這雖然也是一種逃避,但時事如此,南宋朝廷不給力,確實怪不得王重陽。
“殿下連半個字都不願解釋?當真以爲,君要臣死,臣不得不死?”
言歸正傳,見顧承負手而立,不發一言,王重陽終於怒了。
顧承看了眼韓侂冑,如看跳樑小醜:“人有親疏之別,先入爲主,此時我說什麼,你都不會全信,至少要保他不死,對嗎?”
王重陽眉頭一揚,頓時懷疑起韓侂冑的話來。
眼前這位的氣質風度,實乃生平罕見,又豈會是爲了一個女子,陷害忠良之人?
只是確如顧承所言,韓家滿門忠良,力主北伐,理應保韓侂冑不死,所以王重陽拱手一禮道:“那殿下的意思是……”
“與我一戰!”顧承吐出四個字,輕描淡寫間,又有千鈞之重。
話音剛落,他的外袍鼓起,筋肉之力灌注進奇經八脈,內外循環之際,眉心翻騰的法力化作細如毫針的金針,衝入奇經八脈內。
這正是顧承晉升六識後的第一大好處——
金針衝穴!
既然龍角能成,爲什麼不能在經脈內具現化金針,用真氣去推動金針,衝擊那些脆弱阻塞的穴道呢?
這個想法無疑是天才的,甚至有種用修真法力來修煉武功的意思,高屋建瓴。
此時此刻,一股熱流從丹田竄出,推動着金針勢如破竹地進入奇經八脈內。
短短數十個呼吸,除任督二脈之外,其他六條經脈居然被全數打通,而那內力不斷壯大,雄厚了足足五成!

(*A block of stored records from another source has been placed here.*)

PR #769, opened 2020-02-16
harmonize VST support in UI

spamatica:
Here's a stab at fixing some VST inconsistencies.
It might have sounded dramatic in the mail and made to look bigger than it is. I have made only changes to what is visible in the UI (and to me that is fine). 

- Plugin path dialog only has one type of VST plugins now: VST. Config still stores both kinds.
- Right click menu has been relabeled VST instead of Native VST
- Wine VST from the plugin filter dropdown has been removed.

### DIFF
--- a/muse3/ChangeLog
+++ b/muse3/ChangeLog
@@ -1,3 +1,7 @@
+16.02.2020:
+    - Removed the VST tab referencing Wine VST and relabeled Native VST as VST (rj)
+    - Remove Wine VST plugin type in dropdown as we only support that through
+      dssi-vst and it is dead since many years
 15.02.2020:
     - Fixed issue with plugin scan #763, where a valid vst plugin but nonfunctional was never
       added to the cache and hence caused a rescan every time (rj)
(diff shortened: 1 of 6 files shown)


kybos:
From my perspective an important usability improvement, I was confused by the different VSTs as well.

terminator356:
I agree with the changes except for one thing, if I understand correctly:
The name should be more specific: Linux VST.
Simply calling it VST gives the impression that we support VSTs of all kinds.
I think that may cause confusion to a user.
You could argue that should the time come that we get built-in support for Win VSTs,
 say when we add built-in VST3 support, we'll create the necessary tab for it
 and call it say 'Win VST' or 'VST3'. True, fair enough.
But then this new name 'VST' you've chosen would have to be renamed 'Linux VST' anyways.
Follow? Can you convince me to leave it at 'VST'? 'Cause I think it ought to be changed.
I suppose you could argue that calling it 'VST' by de-facto will mean 'Linux VST',
 and any other tabs we add in the future will be more specific. Fair enough.
But still, 'VST' a bit too vague I think... Thanks.

kybos:
I checked in Ardour, QTractor and Carla, and I see only VST in most places.
In Carla (which I think is the only one with VST3 support), there is a distinction between VST2 and VST3 in the detailed plugin list.
But possibly the concepts are different...

terminator356:
Stop the presses! Exciting developments seem to have fixed dss-vst.
Continuing that thread in the team area, check it out:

顧承雙拳一握,感到體內充盈的力量,知道自己終於成爲了此世的一流高手。
第一次華山論劍時的五絕,內功修爲頂多也就如此了!
當然,由於時間太短,在功力深厚程度上還有所不足,可九陰真氣的精純玄妙,足以將缺陷彌補!
“殿下武功精進,可喜可賀!”
王重陽也發現了顧承似乎在修煉某種神功,氣勢在不可思議地增強,卻未有任何阻攔,反倒是平靜地等待,直到顧承衝穴完成,才拱手祝賀。
“請!”
“請!”
兩人先是平靜對視,猛然間精光爆射。
王重陽身形一晃,縮地成寸般來到顧承身前,一掌按出,雷霆呼嘯,一指點至,風起雲涌。
靜如婉約處子,動如九天之神,單就這動靜的變化,已是功力收發自如,登峰造極的體現。
更何況那掌風呼嘯,力達千鈞,指勁飄渺,相觸無聲,就像是兩個風格截然不同的武者同時出招,剛柔相濟,正是自創神功——
先天一炁!
“來得好!”
顧承更是乾脆,雙臂一橫,恐怖的血液流動聲嘩嘩響起。
氣血奔涌激盪,來回響徹,衣衫獵獵作響,身材拔高,霎那間他彷彿變成了一尊巨人,青筋如鐵,似大蛇般盤踞在雄壯的身軀上!
內外合一,大伏魔拳,這一刻的氣勢令地宮都爲之顫動,就彷彿是腳踏玄武,腰纏黑蛇的神祇——
真武伏魔!
當這兩位驚才絕豔的年輕強者戰在一起,就連逼出第三根繡花針的韓侂冑都爲之動容。
只是這三人注意力都放在彼此,誰都沒有發現,那地宮中央的冰塊,悄無聲息的,裂開一條縫隙。